To train models using this data, take a look at the BB3 training command and include the newly released deployment data. The following basic tasks have been created to utilize the deployment data.

projects.bb3x.tasks.agents:BB3DataBotTeacher
- Dialogue teacher where text is the conversation history and label is subsequent bot message.
projects.bb3x.tasks.agents:BB3DataHumanTeacher
- Dialogue teacher where text is the conversation history and label is subsequent human message.
projects.bb3x.tasks.agents:BB3DataCrowdworkersBotTeacher
- A filtered version of BB3DataBotTeacher. Only examples where the label has crowdworker annotations are left.
projects.bb3x.tasks.agents:BB3DataCrowdworkersHumanTeacher
- A filtered version of BB3DataHumanTeacher. Only examples where the label has crowdworker annotations are left.
projects.bb3x.tasks.agents:FilterOutAdversarialHumansBotTeacher
- A filtered version of BB3DataBotTeacher. Only examples where the human never triggered the safety classifier throughout the conversation are left. Based on the safety classifier that annotated the data, not the deploy safety classifier.
projects.bb3x.tasks.agents:FilterOutAdversarialHumansHumanTeacher
- A filtered version of BB3DataHumanTeacher. Only examples where the human never triggered the safety classifier throughout the conversation are left. Based on the safety classifier that annotated the data, not the deploy safety classifier.

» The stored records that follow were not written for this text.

PR #598, opened 2023-05-02
:recycle: Refactor `Resolution` and `Units`

blaginin:
- Removed multiple `Resolution` definitions
- Introduced `Units`
- Updated docstrings and type hints


John-P (approved):
Great suggestion. Happy with this. 👍

shaneahmed:
@blaginin are you still working on this PR as this is still a draft. You need to resolve conflicts as well before I merge.

blaginin:
@shaneahmed, you can review and merge. I got three points to emphasize:

1. In some cases, `units: str` → `units: Units` extended the scope of allowed options for this parameter. For example, PatchExtractor docstring said that _only_ `'mpp', 'power' or 'level'` are supported, but `Units` also have a `baseline` option. In cases like this, I checked that methods also support extended arguments. 

2. The only case I discovered where the point above is not true is PatchPredictor, where `units='level'` are not supported. However, then the `predict` method will crash with ```ValueError: Unknown units `level`. Units should be one of 'baseline', 'mpp' or 'power'.``` (which is good).

3. Two years ago @mostafajahanifar [added](https://github.com/TissueImageAnalytics/tiatoolbox/pull/105) a note to PatchExtractor that `Only pyramid / resolution levels (level) embedded in the whole slide image are supported`. Since then we've started reading patches in the [target resolution](https://github.com/TissueImageAnalytics/tiatoolbox/blob/80fb13c4aeda89db4de073d9d1e80de4da0ba8c4/tiatoolbox/tools/patchextraction.py#L190), so I removed this restriction.

tiatoolbox/wsicore/wsimeta.py
```diff
@@ -8,13 +8,14 @@
 """
 from numbers import Number
 from pathlib import Path
-from typing import List, Mapping, Optional, Sequence, Tuple, Union
+from typing import List, Literal, Mapping, Optional, Sequence, Tuple, Union
```
John-P, line 11: Glad we can use Literal now that we are 3.8+ 🚀

John-P (approved):
Looks great to me!

Issue #602, opened 2023-05-08
Issues with reproducing the result in examples/inference-pipelines/slide-graph.ipynb 


mohsuliman:
- TIA Toolbox version: 1.3.3
- Python version: 3.9.16
- Operating System: Ubuntu 18.04.6

### Description

I am trying to reproduce the results given at examples/inference-pipelines/slide-graph.ipynb using FEATURE_MODE = "composition". I have left everything in the code unchanged and set NUM_NODE_FEATURES =4 to match the given graph.

I have encountered the following two issues: 

1- Running the code unchanged gives me the following error in the code line that has "holder[uids] = freqs"

```
IndexError: arrays used as indices must be of integer (or boolean) type
```

Forcing the type of "uids" to be int seems to solve the issue, but I wonder why I have this error in the first place?

2- The second issue is that I am not getting a graph that matches the already provided graph. The network generates nodes with all zero features in the regions ruled out by the mask (i.e., where we shouldn't have any nodes) and assign edges to them as well. Hence, my final image graph has nodes (with edges) everywhere in the image. Also, as opposed to what is suggested in the notebook, the code's run time takes more than 7 hours. Am I missing something fundamental here?

shaneahmed:
Have you tried running the notebook on Colab? I just ran it on Colab and it runs fine for me without errors.

mohsuliman:
@shaneahmed  thanks for the reply. 

I am not sure if i can run it in Colab. Running the cell (In [12]) takes more than 4 hours and then Colab disconnects (as I don't have Colab Pro). Again running it in my local GPU it takes more than 7 hours. 

how long does it take to run the cell In [12]. It

mohsuliman:
@shaneahmed 

The only change that I have made in Colab is that i commented the part:
```
 # ! for using pre-generated graph
NUM_NODE_FEATURES = 4
FEATURE_MODE = "composition"
USE_PRE_GENERATED = True
```

and uncommented the part of:
```
# ! for trying out the function
NUM_NODE_FEATURES = 5
FEATURE_MODE = "composition"
USE_PRE_GENERATED = False
```

mohsuliman:
@shaneahmed  Yes, I have done all these steps and the issue is still there. Just tried it again and it went over 4 hours before Colab run stopped. What else could be the problem :/ 

I am not sure how is it taking 5 min on your Colab. It is mentioned here that "composition" may take over an hour (which is also not the case for me)
[...]

PR #608, opened 2023-05-16
:bug: Fix Errors in the `slidegraph` Example Notebook

measty:
Fixes some issues with the slidegraph notebooks.

1. Updates due to changes in STRtree in recent shapely versions
2. In the 'cell-composition' mode, add the 'filter_coordinates' step so that the mask is considered when generating graph nodes. Also made a small tweak to mask filter so that mask doesnt have to be single channel.
3. Fix the resolution of the plots being wrong when not using pre-generated model
4. Fixes for a couple of issues related to datatypes, maybe they crept in at some point due to numpy or torch version changes.

I have also added a note to explain the last few cells of the inference notebook are for composition features only, as there are only pretrained model weights for that mode.


shaneahmed:
Thanks @measty. Have you tested these notebooks to answer #602 ?

shaneahmed (approved):

PR #612, opened 2023-05-22
🐛 Fix Errors with `glymur` Update to `0.12.6`

shaneahmed:
- Fix Errors with `glymur` update


John-P (approved):
Looks like this is all sorted now 👍

PR #621, opened 2023-06-15
:recycle: Replace deprecated input `pretrained` with `weights`

shaneahmed:
- Replace deprecated input `pretrained` with `weights` according to the new API.


measty (approved):
Looks good

PR #626, opened 2023-06-30
:bug: Fix `dictionary changed size` Error

shaneahmed:
- Fix `dictionary changed size` error in 08-nucleus-instance-segmentation and 09-multi-task-segmentation
- Changing num_loader_workers=0 and num_postproc_workers=0 fixes the error on Colab.
- [09-multi-task-segmentation](https://github.com/TissueImageAnalytics/tiatoolbox/blob/develop/examples/09-multi-task-segmentation.ipynb) fails to load tmp\sample_tile_results\0.raw.0.npy still fails which is not saved.


shaneahmed:
[09-multi-task-segmentation](https://github.com/TissueImageAnalytics/tiatoolbox/blob/develop/examples/09-multi-task-segmentation.ipynb) fails to load tmp\sample_tile_results\0.raw.0.npy still fails which is not saved.

adamshephard (approved):

John-P:
I noticed that you have set the worker subprocesses to 0 in the notebooks. However, is this really addressing the root cause of the issue? I believe we should be able to use more workers in the notebooks. Is this just a temporary solution?

shaneahmed:
> I noticed that you have set the worker subprocesses to 0 in the notebooks. However, is this really addressing the root cause of the issue? I believe we should be able to use more workers in the notebooks. Is this just a temporary solution?

I have tested this locally with multiple Python versions on Windows and Ubuntu with num_workers=4, 16 and it works fine. Something failing with multiprocessing on Colab.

See the ParlAI quickstart for help on how to set up ParlAI and access data.

To display some data from these tasks you can run something similar to the following:

parlai dd -t projects.bb3x.tasks.agents:FilterOutAdversarialHumansBotTeacher

For all of these tasks, additional attributes describing the label message (details on these in the data card) can be accessed under label_info. The cringe loss code can also be seen here.